**SOURCE RECORDS:**
PR #133, opened 2023-12-23
[skip email] Send a copy of log info to the terminal

hanhou:
  
### Describe changes:
Send a copy of log info to the console, if necessary.

By default, this is turned off:

image

If the field `enable_show_log_info_in_console` exists in `ForagingSettings.json` and is set to `True`, we get verbose log info in the console.

image

image

- https://github.com/AllenNeuralDynamics/dynamic-foraging-task/pull/131#discussion_r1434625354

None. Only for debugging.

Not yet. It should work.

### DIFF
--- a/src/foraging_gui/Foraging.py
+++ b/src/foraging_gui/Foraging.py
@@ -481,7 +481,7 @@ class Window(QMainWindow):
             'newscale_port_tower2':'',
             'newscale_port_tower3':'',
             'newscale_port_tower4':'',
-            'enable_show_log_info_in_console':False,
+            'show_log_info_in_console':False,
         }
         
         # Try to load the settings file        
@@ -523,8 +523,8 @@ class Window(QMainWindow):
         self.newscale_port_tower4=Settings['newscale_port_tower4']
         
         # Also stream log info to the console if enabled
-        if ('enable_show_log_info_in_console' in Settings 
-            and Settings['enable_show_log_info_in_console']):
+        if ('show_log_info_in_console' in Settings 
+            and Settings['show_log_info_in_console']):
             logger = logging.getLogger()
             handler = logging.StreamHandler()
             # Using the same format and level as the root logger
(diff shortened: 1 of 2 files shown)


XX-Yin:
Why do we need to send all log information to the console? I only print the behavior timestamps to the console so that I can know the current behavior event. The other information is a bit distracting, and it's better to be stored in the log file.

hanhou:
> Why do we need to send all log information to the console? I only print the behavior timestamps to the console so that I can know the current behavior event. The other information is a bit distracting, and it's better to be stored in the log file.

**TASK INSTRUCTIONS:**
Set down each record above without changing a single word.

**YOUR SOLUTION:**
PR #133, opened 2023-12-23
[skip email] Send a copy of log info to the terminal

hanhou:
  
### Describe changes:
Send a copy of log info to the console, if necessary.

By default, this is turned off:

image

If the field `enable_show_log_info_in_console` exists in `ForagingSettings.json` and is set to `True`, we get verbose log info in the console.

image

image

- https://github.com/AllenNeuralDynamics/dynamic-foraging-task/pull/131#discussion_r1434625354

None. Only for debugging.

Not yet. It should work.

### DIFF
--- a/src/foraging_gui/Foraging.py
+++ b/src/foraging_gui/Foraging.py
@@ -481,7 +481,7 @@ class Window(QMainWindow):
             'newscale_port_tower2':'',
             'newscale_port_tower3':'',
             'newscale_port_tower4':'',
-            'enable_show_log_info_in_console':False,
+            'show_log_info_in_console':False,
         }
         
         # Try to load the settings file        
@@ -523,8 +523,8 @@ class Window(QMainWindow):
         self.newscale_port_tower4=Settings['newscale_port_tower4']
         
         # Also stream log info to the console if enabled
-        if ('enable_show_log_info_in_console' in Settings 
-            and Settings['enable_show_log_info_in_console']):
+        if ('show_log_info_in_console' in Settings 
+            and Settings['show_log_info_in_console']):
             logger = logging.getLogger()
             handler = logging.StreamHandler()
             # Using the same format and level as the root logger
(diff shortened: 1 of 2 files shown)


XX-Yin:
Why do we need to send all log information to the console? I only print the behavior timestamps to the console so that I can know the current behavior event. The other information is a bit distracting, and it's better to be stored in the log file.

hanhou:
> Why do we need to send all log information to the console? I only print the behavior timestamps to the console so that I can know the current behavior event. The other information is a bit distracting, and it's better to be stored in the log file.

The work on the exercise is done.